# AIM OF THE TASK
Select from the data all lines with the word "level".

______________________________

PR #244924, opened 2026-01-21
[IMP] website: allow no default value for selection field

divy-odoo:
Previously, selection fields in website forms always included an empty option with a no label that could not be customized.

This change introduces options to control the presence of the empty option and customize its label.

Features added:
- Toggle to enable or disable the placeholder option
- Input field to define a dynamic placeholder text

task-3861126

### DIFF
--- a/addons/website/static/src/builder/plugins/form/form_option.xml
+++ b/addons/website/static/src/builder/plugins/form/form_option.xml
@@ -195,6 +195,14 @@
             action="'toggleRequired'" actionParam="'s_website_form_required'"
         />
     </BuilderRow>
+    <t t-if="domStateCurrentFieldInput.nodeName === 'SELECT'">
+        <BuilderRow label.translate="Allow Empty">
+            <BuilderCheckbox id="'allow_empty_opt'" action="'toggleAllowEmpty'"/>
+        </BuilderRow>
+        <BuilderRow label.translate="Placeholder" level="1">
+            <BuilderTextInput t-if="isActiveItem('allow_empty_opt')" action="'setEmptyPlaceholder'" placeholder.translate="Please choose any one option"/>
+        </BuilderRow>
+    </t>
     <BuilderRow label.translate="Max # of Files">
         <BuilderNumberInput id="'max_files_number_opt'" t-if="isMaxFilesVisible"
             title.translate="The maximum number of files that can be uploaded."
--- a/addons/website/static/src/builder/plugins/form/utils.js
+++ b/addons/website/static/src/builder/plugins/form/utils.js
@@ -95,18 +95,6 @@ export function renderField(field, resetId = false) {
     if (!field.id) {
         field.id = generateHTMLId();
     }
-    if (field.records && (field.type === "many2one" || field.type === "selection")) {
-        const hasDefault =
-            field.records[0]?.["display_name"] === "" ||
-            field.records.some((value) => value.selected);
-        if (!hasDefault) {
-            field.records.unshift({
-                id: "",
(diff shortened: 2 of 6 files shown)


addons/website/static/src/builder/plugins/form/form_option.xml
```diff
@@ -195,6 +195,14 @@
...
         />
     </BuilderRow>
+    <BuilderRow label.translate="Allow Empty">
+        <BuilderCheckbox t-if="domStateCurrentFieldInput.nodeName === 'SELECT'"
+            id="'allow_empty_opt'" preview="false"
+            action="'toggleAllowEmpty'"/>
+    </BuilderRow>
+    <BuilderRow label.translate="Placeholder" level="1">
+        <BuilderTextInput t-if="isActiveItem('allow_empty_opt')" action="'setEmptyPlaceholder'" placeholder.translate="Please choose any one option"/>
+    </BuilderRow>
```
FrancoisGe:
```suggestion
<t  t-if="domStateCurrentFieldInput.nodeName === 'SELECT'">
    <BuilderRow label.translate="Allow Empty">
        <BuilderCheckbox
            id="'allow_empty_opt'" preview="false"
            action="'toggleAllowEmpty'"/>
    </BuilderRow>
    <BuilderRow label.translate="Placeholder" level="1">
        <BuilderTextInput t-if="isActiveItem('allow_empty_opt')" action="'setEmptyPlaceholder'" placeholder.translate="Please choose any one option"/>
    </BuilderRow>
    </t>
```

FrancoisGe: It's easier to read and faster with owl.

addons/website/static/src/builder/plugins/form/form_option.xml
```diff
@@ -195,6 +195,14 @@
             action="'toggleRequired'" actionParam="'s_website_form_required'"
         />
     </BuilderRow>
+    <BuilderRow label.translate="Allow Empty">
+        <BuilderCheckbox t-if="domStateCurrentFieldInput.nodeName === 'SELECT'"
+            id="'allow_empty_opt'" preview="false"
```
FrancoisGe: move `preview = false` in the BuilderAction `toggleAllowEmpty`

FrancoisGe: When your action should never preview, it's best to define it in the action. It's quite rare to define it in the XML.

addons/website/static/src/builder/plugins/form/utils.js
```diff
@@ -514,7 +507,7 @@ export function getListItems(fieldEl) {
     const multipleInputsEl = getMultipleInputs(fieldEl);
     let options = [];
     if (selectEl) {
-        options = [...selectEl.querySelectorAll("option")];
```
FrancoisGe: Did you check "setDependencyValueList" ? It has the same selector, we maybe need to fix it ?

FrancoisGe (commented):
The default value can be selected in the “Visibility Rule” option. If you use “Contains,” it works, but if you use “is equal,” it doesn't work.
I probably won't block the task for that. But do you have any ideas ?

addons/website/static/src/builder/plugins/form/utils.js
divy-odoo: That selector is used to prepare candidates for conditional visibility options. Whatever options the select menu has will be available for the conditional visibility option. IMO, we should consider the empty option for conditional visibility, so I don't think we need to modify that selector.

______________________________

# OUTPUT FOR THIS EXERCISE
+        <BuilderRow label.translate="Placeholder" level="1">
+    <BuilderRow label.translate="Placeholder" level="1">
    <BuilderRow label.translate="Placeholder" level="1">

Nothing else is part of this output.